Todo San Diego sabía lo que mantenía ocupado al FBI: la desaparición de una niña de siete años de su dormitorio del primer piso en una casa de un barrio residencial en las afueras de la ciudad. Los padres de Carly Mack la habían acostado la noche anterior, y cuando fueron a despertarla por la mañana, la niña había desaparecido.

Desaparecido sin más ni más.

«Terrorífico —pensó Frank cuando lo leyó en el periódico. Es la peor pesadilla para un padre. No se podía imaginar cómo se sentirían los Mack. Recordó aquel instante de pánico atroz cuando, durante diez segundos, había perdido de vista a Jill en el centro comercial—. ¿Despertarte y ver que ha desaparecido y de tu propia casa, de su propio dormitorio? Inimaginable.»

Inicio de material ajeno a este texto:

PR #13, opened 2019-06-11
Added zio hello integration test

tampler:
Hello

I tried to add the simplest Hello world test for ZIO Consumer, which should poll from my localhost:9092 and println. This is a follow up work for my prev PR, which implements the simplest java-style Consumer

However, my test fails with a timeout. Could you pls take a look?

Thanks
Boris

PS: I had to change scalacOptions to make it work. Which parameter in your build.sbt makes sbt to treat unused imports as errors? I tried to find and comment it, but had to change to my parameters to compile the thing.

### DIFF
--- a/build.sbt
+++ b/build.sbt
@@ -4,6 +4,7 @@ val allScala  = Seq("2.11.12", mainScala)
 organization := "dev.zio"
 homepage := Some(url("https://github.com/zio/zio-kafka"))
 name := "zio-kafka"
+maxErrors := 3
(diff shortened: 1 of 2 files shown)


iravid:
If I am not mistaken, these scenarios are already covered by the existing tests. If you're having problems with using the library, please feel free to reach out on Gitter.

tampler:
Hi @iravid 
No, this case was not covered, since I'm using an external Server and Broker. Could you pls advice on the code? Why do I get a timeout here?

Así que Frank no esperaba ver a Dave por un tiempo. El FBI siempre se encargaba de los casos de secuestro y escuchó a Dave hablar por la radio y decir que estaban haciendo todo lo posible por encontrar a la pequeña Carly Mack y pidiendo a cualquiera que tuviera información que la ofreciera. Los medios de comunicación revoloteaban en torno a aquello como las gaviotas en torno a un barco pesquero, exigiendo que la policía encontrara a la pequeña Carly. Como si Dave necesitara que lo pinchasen. Frank sabía que estaría trabajando en ello las veinticuatro horas, los siete días de la semana.

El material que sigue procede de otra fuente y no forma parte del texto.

Issue #11, opened 2019-06-04
Add `sendChunk` to the Producer


iravid:
Signature: `def produceChunk(records: Chunk[ProducerRecord[K, V]]): BlockingTask[RecordMetadata]`.

iravid:
Resolved in #14

PR #14, opened 2019-06-23
add Producer.sendChunk (#11)

Wsxqaz:
Took some liberty with the function signature :D

### DIFF
--- a/src/main/scala/zio/kafka/client/Producer.scala
+++ b/src/main/scala/zio/kafka/client/Producer.scala
@@ -1,15 +1,20 @@
 package zio.kafka.client
 
+import java.util.concurrent.Future
+import java.util.concurrent.atomic.AtomicLong
+
 import scala.collection.JavaConverters._
 
 import org.apache.kafka.clients.producer.{ Callback, KafkaProducer, ProducerRecord, RecordMetadata }
 import org.apache.kafka.common.serialization.Serde
 
-import scalaz.zio.{ Promise, UIO, ZIO, ZManaged }
+import scalaz.zio.{ Chunk, Promise, UIO, ZIO, ZManaged }
 import scalaz.zio.blocking._
 
 trait Producer[K, V] {
   def produce(record: ProducerRecord[K, V]): BlockingTask[RecordMetadata]
+
+  def produceChunk(records: Chunk[ProducerRecord[K, V]]): BlockingTask[Array[RecordMetadata]]
 
   def flush: BlockingTask[Unit]
 }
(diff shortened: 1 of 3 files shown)


src/main/scala/zio/kafka/client/Producer.scala
```diff
@@ -39,6 +42,13 @@ object Producer {
 
       def flush: BlockingTask[Unit] =
         effectBlocking(p.flush())
+
+      def produceChunk(records: Chunk[ProducerRecord[K, V]]): BlockingTask[List[RecordMetadata]] =
+        records.foldM(List.empty[RecordMetadata])(
+          (a: List[RecordMetadata], rec: ProducerRecord[K, V]) => {
+            Task.fromFutureJava(() => p.send(rec)).map(r => (r :: a))
```
iravid: Let's try to write this in a more low-level way, as the point of `produceChunk` is to amortize the cost of going through the ZIO runtime.

- We should run the `send` calls for all of the chunk, and only then wait for the resulting futures, otherwise this is going to be VERY slow as you'll be waiting for the producer's inner batching mechanism to run on each record
- Let's avoid the interop-java dependency and write this using plain ZIO; you can use `Promise.unsafeMake` to get a hold of a promise without going through the runtime
- The loop that runs the send calls should use blocking

Let me know if this makes sense!

Wsxqaz: Makes sense, I'll give it another shot!

Wsxqaz:
Let me know if the changes are going in the right direction :D

src/main/scala/zio/kafka/client/Producer.scala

Por eso se sorprendió bastante aquella mañana al ver a Dave remando mar adentro sobre su tabla. El agente alto iba derechito hacia la rompiente, pero vio a Frank y le hizo una seña con la barbilla. Frank remó también y se reunió con él en el lugar alejado de la rompiente donde muchos de los tíos mayores iban a esperar una ola o simplemente a tomarse un respiro y a hablar de sus cosas.

Dave tenía mal aspecto. Aunque por lo general parecía sereno, a pesar de lo que pasara o de lo mucho que lo presionaran, aquella mañana Dave tenía ojeras y una expresión en la cara que Frank no le había visto nunca. Frank llegó a la conclusión de que era furia. En los ojos de Dave había furia.

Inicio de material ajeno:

PR #22, opened 2019-09-25
High-level API for consuming messages with an effect

svroonland:
See docs. This provides a very easy, high-level API to apply an effect to each message, while benefitting from parallelism and automatic committing after processing.


src/main/scala/zio/kafka/client/Consumer.scala
```diff
@@ -47,4 +48,54 @@ object Consumer {
...
+                    case CommittableRecord(record, offset) =>
+                      f(record.key(), record.value()).as(offset)
+                  }.flattenChunks
+              }
+          }
+      }
+      .aggregate(ZSink.foldLeft[Offset, OffsetBatch](OffsetBatch.empty)(_ merge _))
+      .mapM(_.commit)
+      .tap(_ => putStrLn(s"Commit done"))
+      .run(ZSink.drain)
```
```suggestion
      .runDrain
```

src/main/scala/zio/kafka/client/Consumer.scala
```diff
@@ -47,4 +48,54 @@ object Consumer {
...
+                  partitionStream.mapM {
+                    case CommittableRecord(record, offset) =>
+                      f(record.key(), record.value()).as(offset)
+                  }.flattenChunks
+              }
+          }
+      }
+      .aggregate(ZSink.foldLeft[Offset, OffsetBatch](OffsetBatch.empty)(_ merge _))
+      .mapM(_.commit)
+      .tap(_ => putStrLn(s"Commit done"))
```
iravid: No printlns :-)

src/main/scala/zio/kafka/client/Consumer.scala
```diff
@@ -47,4 +48,54 @@ object Consumer {
...
+   * @param subscription Topic subscription parameters
+   * @param f Function that returns the effect to execute for each message. It is passed the key and value
+   * @tparam K Type of keys (an implicit [[Serde]] should be in scope)
+   * @tparam V Type of values (an implicit [[Serde]] should be in scope)
+   * @return Effect that completes with a unit value only when interrupted. May fail when the [[Consumer]] fails.
+   */
+  def consumeM[R, K: Serde, V: Serde](
+    subscription: Subscription,
+    settings: ConsumerSettings
+  )(f: (K, V) => ZIO[R, Nothing, Unit]): ZIO[R with Clock with Blocking with Console, Throwable, Unit] =
```
```suggestion
  )(f: (K, V) => ZIO[R, Nothing, Unit]): ZIO[R with Clock with Blocking, Throwable, Unit] =
```

src/main/scala/zio/kafka/client/Consumer.scala
```diff
@@ -47,4 +48,54 @@ object Consumer {
...
+   *
+   * Messages are processed with 'at least once' consistency: it is not guaranteed that every message
+   * that is processed by the effect has a corresponding offset commit before stream termination.
+   *
+   * Offsets are batched and committed after execution of the effect.
+   *
+   * The effect should must absorb any failures. Failures should be handled by retries or ignoring the
+   * error, which will result in the Kafka message being skipped.
+   *
+   * Usage example:
```
iravid: An example would be nice, yeah!

src/main/scala/zio/kafka/client/Consumer.scala
```diff
@@ -47,4 +48,54 @@ object Consumer {
...
+   *
+   * @param settings Settings for creating a [[Consumer]]
+   * @param subscription Topic subscription parameters
+   * @param f Function that returns the effect to execute for each message. It is passed the key and value
+   * @tparam K Type of keys (an implicit [[Serde]] should be in scope)
+   * @tparam V Type of values (an implicit [[Serde]] should be in scope)
+   * @return Effect that completes with a unit value only when interrupted. May fail when the [[Consumer]] fails.
+   */
+  def consumeM[R, K: Serde, V: Serde](
```
iravid: We don't have a version of this that takes a `(K, V) => Unit`, and we probably won't have. So let's call this `consumeWith`.

src/main/scala/zio/kafka/client/Consumer.scala
```diff
@@ -47,4 +48,54 @@ object Consumer {
...
+  )(f: (K, V) => ZIO[R, Nothing, Unit]): ZIO[R with Clock with Blocking with Console, Throwable, Unit] =
+    ZStream
+      .managed(Consumer.make[K, V](settings))
+      .flatMap { consumer =>
+        ZStream
+          .fromEffect(consumer.subscribe(subscription))
+          .flatMap { _ =>
+            consumer.partitioned
+              .flatMapPar(Int.MaxValue, outputBuffer = settings.perPartitionChunkPrefetch) {
+                case (partition @ _, partitionStream) =>
```
```suggestion
                case (_, partitionStream) =>
```

src/main/scala/zio/kafka/client/Consumer.scala
svroonland: I'm not happy about the `R` type parameter here, but since `K` and `V` need to be specified, I don't see how to get rid of `R`.

iravid: Well, the consuming function could require any `R`, so it is more correct to be polymorphic in the dependencies used (in addition to Blocking and Clock).

iravid:
Ok, let's just add a test and this should be good to go!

—¿Puedo hablar contigo? —preguntó Dave.

—Claro.

Dave tenía mucho que contar.

Los padres de Carly, Tim y Jenna, eran promiscuos. La noche anterior, Jenna había estado en un bar con una amiga llamada Annette, buscando alguien con quien pasar la noche. Se le había acercado un hombre de mediana edad llamado Harold Henkel, pero ella lo había rechazado.

A eso de las diez, Jenna y Annette dejaron de buscar carne fresca. Annette telefoneó a su esposo, que fue a casa de los Mack para el cuarteto de siempre. Tal vez fuera decepcionante, pero era mejor que nada.

Jenna subió a ver a los dos niños: Matthew, de cinco años, y la pequeña Carly, y vio que los dos estaban dormidos. Dio a cada uno un beso en la mejilla, cerró la puerta y fue a la «sala de recreo» que tenían en el garaje, donde siguieron con la fiesta.